House debates
Wednesday, 12 February 2014
Questions without Notice
Carbon Pricing
2:39 pm
Bert Van Manen (Forde, Liberal Party) Share this | Link to this | Hansard source
My question is to the Minister for Agriculture. I refer the minister to this email from Thiess Australia stating that the carbon tax is costing this food processing business $5.5 million a year in higher electricity prices, higher gas prices and direct emissions charges. How does the government plan to reduce the costs for the Australian food industry?
2:40 pm
Barnaby Joyce (New England, National Party, Minister for Agriculture) Share this | Link to this | Hansard source
I thank the member for Forde for this question, because Beenleigh abattoir is in his district. Beenleigh abattoir can process up to 1,400 head per day and has in excess of 800 people—working men and women—who support the local economy.
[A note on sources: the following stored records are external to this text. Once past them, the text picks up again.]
PR #9324, opened 2026-08-27
refactor(e2e): decouple scenarios from test control

r2k1:

Stack layer 1, on top of #9323 (base branch `r2k1-ci-fix-azure-login-comment`). It decouples the E2E scenario implementation from `testing.TB` and fixes two shared-state races, without changing how scenarios are defined or run.

`Scenario` no longer carries a `testing.TB`. Implementation code logs through `toolkit.Logger` and records named check results (`Scenario.recordCheck`) instead of creating sub-tests, so no file under `e2e/` outside `_test.go` depends on test control any more.

`RunScenario(t, s)` stays as a compatibility adapter, moved to `e2e/scenario_runner_test.go`. It:
- attaches a test-backed logger and the test context,
- owns the cleanup stack and its `t.Cleanup` registration, keeping the existing `VHDCreation` / `VMProvision` staging and cleanup ordering,
- maps recorded checks back into `t.Run` child results, so ADO keeps per-check CSE timing history under the same names (`TotalCSEDuration`, `Task_<name>`),
- turns a returned `*skipError` into `t.Skip`, preserving skip semantics that previously came from `t.Skipf` inside implementation code.

Every current scenario `_test.go` definition, scenario name, tag filter, retry, pipeline, `TestMain`, environment parsing, config initialization, signal handling and gotestsum behavior are unchanged.

**Race fixes**

1. Effective VM size is now per scenario. The Gen1 and NVMe→SCSI fallbacks used to assign `config.Config.DefaultVMSKU`, a process-global read by every concurrently running scenario, so one image's fallback silently changed the VM size of unrelated scenarios. The effective size now lives in `ScenarioRuntime.VMSize`, and VMSS construction reads it through `scenarioVMSize(s)`.
2. ARM poll options are per operation. `config.DefaultPollUntilDoneOptions` was a single mutable `*runtime.PollUntilDoneOptions` handed to every long-running ARM call across all scenarios. It is replaced by `config.PollUntilDoneOptions()`, which returns a fresh value per call; all call sites are updated. The 15s frequency is unchanged.

**Out of scope for this layer**: standalone CLI, scenario registry, executor, JUnit writer, urfave config migration, scenario file moves, pipeline changes, docs.

**Validation**

- `gofmt` clean on all changed Go files.
- `go build ./...` and `go vet ./...` clean in `e2e/`.
- `go test` and `go test -race` pass for every unit test in `e2e/` and in `e2e/assert`, `e2e/components`, `e2e/config`, `e2e/nodeexporter`, `e2e/toolkit`. The live scenario `Test_*` functions need real Azure infrastructure and were not run locally; the E2E gate covers them.
- New unit tests cover `recordCheck`, `markScenarioOutcome` skip-vs-failure classification, `skipIfSKUNotAvailableErr`, scenario-local VM sizing, and that `PollUntilDoneOptions()` returns independent values.
- Verified repo-wide that no `e2e` implementation file imports `testing` and that no `s.T` reference remains; `testing` survives only in `_test.go` files and in `e2e/toolkit/log.go`, which provides the runner-boundary test logger.

**Behavior caveats**

- A scenario that both declares `ExpectedError` and hits an Azure SKU capacity skip now skips instead of asserting the expected error. Previously `t.Skip` ended the goroutine before the assertion; the new code checks for `*skipError` explicitly to keep that outcome.
- `extractLogsFromVMWindows` now branches on `Scenario.failed`, set when the scenario flow returns, rather than on `t.Failed()`. Failures reported outside the scenario flow (for example a cleanup error) no longer flip it.
- The dead `toolkit.UnwrapTestingT` helper and its test are removed; its only caller was the CSE timing sub-test code replaced here.

None.

### DIFF
--- a/e2e/aks_model.go
+++ b/e2e/aks_model.go
@@ -359,7 +359,7 @@ func addFirewallRules(
 		if err != nil {
 			return fmt.Errorf("failed to start adding route %q: %w", *route.Name, err)
 		}
-		_, err = poller.PollUntilDone(ctx, config.DefaultPollUntilDoneOptions)
+		_, err = poller.PollUntilDone(ctx, config.PollUntilDoneOptions())
 		if err != nil {
 			return fmt.Errorf("failed to add route %q to AKS route table: %w", *route.Name, err)
 		}
@@ -409,7 +409,7 @@ func ensureFirewallRouteTable(
 		if err != nil {
 			return fmt.Errorf("failed to start creating firewall route table %q: %w", routeTableName, err)
 		}
-		routeTableResp, err := poller.PollUntilDone(ctx, config.DefaultPollUntilDoneOptions)
+		routeTableResp, err := poller.PollUntilDone(ctx, config.PollUntilDoneOptions())
 		if err != nil {
 			return fmt.Errorf("failed to create firewall route table %q: %w", routeTableName, err)
 		}
@@ -1150,7 +1150,7 @@ func createNetworkIsolatedSecurityGroup(ctx context.Context, cluster *armcontain
 	if err != nil {
 		return nil, err
 	}
-	nsg, err := poller.PollUntilDone(ctx, config.DefaultPollUntilDoneOptions)
+	nsg, err := poller.PollUntilDone(ctx, config.PollUntilDoneOptions())
 	if err != nil {
 		return nil, err
 	}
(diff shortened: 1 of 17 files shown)


r2k1:
Closing because the stacked-PR split was canceled. Work continues in #9321.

Beenleigh abattoir is part of a group which employs in excess of 2,000 men and women of this nation and has to pay tax—apparently, the omnipotent bodies on the opposite side can single-handedly change the temperature of the globe!—and this is costing them in excess of $920,000 a year. If the Labor Party can charge us to change the temperature of the globe then I want them to make it rain. That would seem fair enough.
This is what we have to do. It is not just the direct costs; it is the fact that electricity prices are going up and that gas prices are going up, but part of his question is very important: what are we going to do about it? We are going to scrap the tax. We are going to get rid of the tax. We do not deny that the government has changed. We believe that the government has changed and that, therefore, the process must change. When the Australian people asked for a change in government on the mandate that we scrap the tax, you were supposed to respect the result, but of course, you did not. So we are still dealing with the anomaly that they believe that $920,000 is what you have to pay for the privilege of employing in excess of 2,000 Australian men and women.
Maybe one day you would like to go to the food-processing sector to have a look at what these people do, to see how they are growing an industry. You may like to realise how we have a great future in the beef industry because one of the other anomalies which we had with their side—and it is also associated with the beef sector— is that Labor were the geniuses who shut down the live cattle trade. Overnight they decided that we would no longer export to one of our major partners. Our solution, for the member for Forde, is that we are going to get rid of the tax because we do not believe, as you do, that we can single-handedly change the temperature of the globe.